Understanding the New Death Tax

Provided by the Law Offices of 
RICHARD MAYBERRY

MAYBERRY LAW FIRM
2010 Corporate Ridge
McLean, VA 22102
(703)714-1554

Committed to providing the highest quality estate planning legal services for individuals, families and businesses

     While on the campaign trail against then-Vice President Al Gore, then-Governor George W. Bush promised to slay the “death tax,” if elected President. Making good on that promise just six months into his term, President Bush signed a death warrant for the death tax. As part of the largest tax reduction in two decades, known as the Economic Growth and Tax Relief Reconciliation Act of 2001 (EGTRRA 2001), this death warrant may be rather illusory given the proven resiliency of the death tax. Moreover, because of a curious provision in EGTRRA 2001 itself, the whole exercise may be like attempting to slay a werewolf with something less than a silver bullet.

 Revenue Replay
    
The death tax is nothing new. In fact, Americans have seen three variations of the death tax come and go. The current death tax, the target of EGTRRA 2001, is the fourth variation.
     The first death tax was enacted at the end of the eighteenth century to finance American naval expansion during tensions with France. It was repealed in 1802. The second death tax arose following the outbreak of the Civil War. It was repealed in 1870. The third death tax was implemented at the end of the nineteenth century to finance the Spanish-American War. It was repealed in 1902. Shortly thereafter, in 1916, the current death tax was enacted to help finance America’s entry into World War I. This was to be the War to End All Wars. Uncharacteristically, that fourth version of the death tax was not repealed when the are ended and the doughboys returned from France.
     In the years that followed, the death tax has helped the federal government underwrite Depression Era programs, subsequent foreign wars, the War on Poverty, the Space Program and the Cold War.
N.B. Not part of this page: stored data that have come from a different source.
PR #4441, opened 2018-05-02
Create simple syntax highlighting tests

allanrenucci:
This is an alternative test suite to the one in #3987. I think we should rely on simple and small tests for syntax highlighting and not files.

The implementation is adapted from https://github.com/lihaoyi/Ammonite/blob/master/amm/repl/src/test/scala/ammonite/unit/HighlightTests.scala

### DIFF
--- a/compiler/src/dotty/tools/dotc/printing/SyntaxHighlighting.scala
+++ b/compiler/src/dotty/tools/dotc/printing/SyntaxHighlighting.scala
@@ -10,6 +10,7 @@ import util.Chars
 /** This object provides functions for syntax highlighting in the REPL */
 object SyntaxHighlighting {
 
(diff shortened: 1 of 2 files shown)


smarter:
@benkobalog Looks like we could use this instead of your proposed SyntaxHighlightingTests, what do you think?

benkobalog:
@smarter I think it's a good idea to use this simpler solution.
Probably there won't be a huge amount of syntax highlighting tests, so simplicity/speed seems to be the better option over test case readability. Even if readability would be a problem it's easy to make a function which inverts the transformation and writes it to a file or prints errors in the tests.

I can modify my PR to use this method instead, after this is merged.

allanrenucci:
@benkobalog I am merging this then

PR #4445, opened 2018-05-02
Avoid classcast exception in IDE

odersky:
We assumed that the toplevel class is always a ClassSymbol, but that assumption was wrong
in some code I was editing, which caused a crash at the point where the fix is done.


Blaisorblade:
What else did you find and what sort of code caused it? And how would this be tested?
Of course it's good to fix the issue, but without tests maintaining this code will get harder later.

smarter:
I've sene this happen too, NoSymbol can pop up here in code with parse errors.

odersky:
Agree it would be good to have tests. Maybe comments as well. Or we appeal that people should use git blame before they optimize some code that looks deliberately defensive.

Issue #4440, opened 2018-05-02
Serializable objects should have a "readResolve" method synthesized


smarter:
See explanation in https://github.com/scala/scala/blob/a9275b50e425d29c0b7fd45c10317953d5bf7804/src/compiler/scala/tools/nsc/typechecker/SyntheticMethods.scala#L319-L324
In Dotty this should be done in https://github.com/lampepfl/dotty/blob/master/compiler/src/dotty/tools/dotc/transform/SyntheticMethods.scala

ingarabr:
I have started working on this one.

PR #4450, opened 2018-05-03
add readResolve to objects with serializable interface

ingarabr:
If the object implements the serializable interface and not includes the
readResolve method then we add it. Since it's an object we reference it
to the objects singleton instance.

Resolves issue #4440

### DIFF
--- a/compiler/src/dotty/tools/dotc/transform/SyntheticMethods.scala
+++ b/compiler/src/dotty/tools/dotc/transform/SyntheticMethods.scala
@@ -2,18 +2,13 @@ package dotty.tools.dotc
 package transform
 
 import core._
-import Symbols._, Types._, Contexts._, Names._, StdNames._, Constants._, SymUtils._
-import scala.collection.{ mutable, immutable }
+import Symbols._, Types._, Contexts._, StdNames._, Constants._, SymUtils._
 import Flags._
-import MegaPhase._
 import DenotTransformers._
-import ast.Trees._
-import ast.untpd
 import Decorators._
 import NameOps._
 import Annotations.Annotation
 import ValueClasses.isDerivedValueClass
-import scala.collection.mutable.ListBuffer
 import scala.language.postfixOps
 
 /** Synthetic method implementations for case classes, case objects,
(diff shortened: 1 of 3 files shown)


compiler/src/dotty/tools/dotc/transform/SyntheticMethods.scala
```diff
@@ -261,12 +261,30 @@ class SyntheticMethods(thisPhase: DenotTransformer) {
      */
     def canEqualBody(that: Tree): Tree = that.isInstance(AnnotatedType(clazzType, Annotation(defn.UncheckedAnnot)))
 
-    symbolsToSynthesize flatMap syntheticDefIfMissing
+    val methods = symbolsToSynthesize flatMap syntheticDefIfMissing
+
+    def createReadResolveMethod: Tree = {
```
smarter: It'd be nice to extract the common code between this method and `syntheticDef` in a separate method somehow.

compiler/src/dotty/tools/dotc/transform/SyntheticMethods.scala
```diff
@@ -261,12 +261,30 @@ class SyntheticMethods(thisPhase: DenotTransformer) {
...
+     else
+      methods
   }
 
-  def addSyntheticMethods(impl: Template)(implicit ctx: Context) =
-    if (ctx.owner.is(Case) || isDerivedValueClass(ctx.owner))
-      cpy.Template(impl)(body = impl.body ++ syntheticMethods(ctx.owner.asClass))
+  def addSyntheticMethods(impl: Template)(implicit ctx: Context) = {
+    val isSerializableObject =
+      (ctx.owner.is(Module)
```
smarter: To match scalac behavior, we should only do this for static objects (that is, objects which are not inside classes or methods), this can be checked using `.isStatic`.

compiler/src/dotty/tools/dotc/transform/SyntheticMethods.scala
```diff
@@ -261,12 +261,30 @@ class SyntheticMethods(thisPhase: DenotTransformer) {
...
+        && ctx.owner.derivesFrom(defn.JavaSerializableClass)
+        && !ctx.owner.asClass.membersNamed(nme.readResolve).exists)
```
smarter: We should still emit our `readResolve` method if the user declared a `readResolve` method with a different signature (e.g. `def readResolve(x: Int): AnyRef`). We can filter for methods with `(): AnyRef` as signature by doing `membersNamed(nme.readResolve).suchThat(_.signature == Signature(defn.AnyRefType, isJava = false)`

smarter:
I'll have a look next week, I think there's still one thing I wanted to do here.

smarter:
I've opened a new PR adapted from this PR and https://github.com/scala/scala/pull/7297 at https://github.com/lampepfl/dotty/pull/5775, so I'll close this one, thanks for your work @ingarabr !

Throughout the last century, the continued expansion of the size and scope of the federal government drove a corresponding need for additional tax revenues. Not surprisingly, every attempt to reform or repeal the death tax has provided fertile soil for economic class warfare. Against this backdrop, EGTRRA 2001 is in form the product of current political, social and economic forces…but may be in substance mere smoke and mirrors

Key Changes
    
Fundamental to the death tax is the amount each taxpayer may exclude from the tax. Known as the Unified Credit Effective Exemption Amount (Exemption Amount), this amount was scheduled to gradually increase from $675,000 in 2001 to $1 million in 2006. This scheduled increase was based on the Taxpayer Relief Act of 1997 (TRA 1997), the most recent legislation affecting the death tax. Now, under EGTRRA 2001, this increase to $1 million has been accelerated to 2002. Concurrently, the top death tax rates will be reduced with the repeal of rates in excess of 50 percent (also repealed is the five percent surtax which phases out the benefit of the graduated rates for estates over $10 million). From 2003 until 2009, the Exemption Amount continues to increase to a high of $3.5 million until the death tax is repealed effective 2010.
     [Sidebar: In 2002, the Exemption Amount for gift tax purposes becomes $1 million, but does not increase thereafter. The top gift tax rates are the same as the death tax rates. Unlike the death tax, however, the gift tax is not repealed in 2010, but merely adopts the top individual income tax rates in effect at that time under EGTRRA 2001. Additionally, EGTRRA 2001 greatly simplifies the Generation-Skipping Transfer Tax (GSTT), increasing its Exemption Amount in lockstep with the death tax. Like the death tax, the GSTT is repealed effective 2010.] 

Sunrise, Sunset
    
Like a werewolf felled by a common lead bullet instead of a silver bullet, the death tax is not really dead after 2010. In fact, to ensure compliance with the Congressional Budget Act of 1974, all provisions of EGTRRA 2001 sunset for tax years beginning after December 31, 2010.* Accordingly, to borrow from Mark Twain, the rumors of the death of the death tax are greatly exaggerated.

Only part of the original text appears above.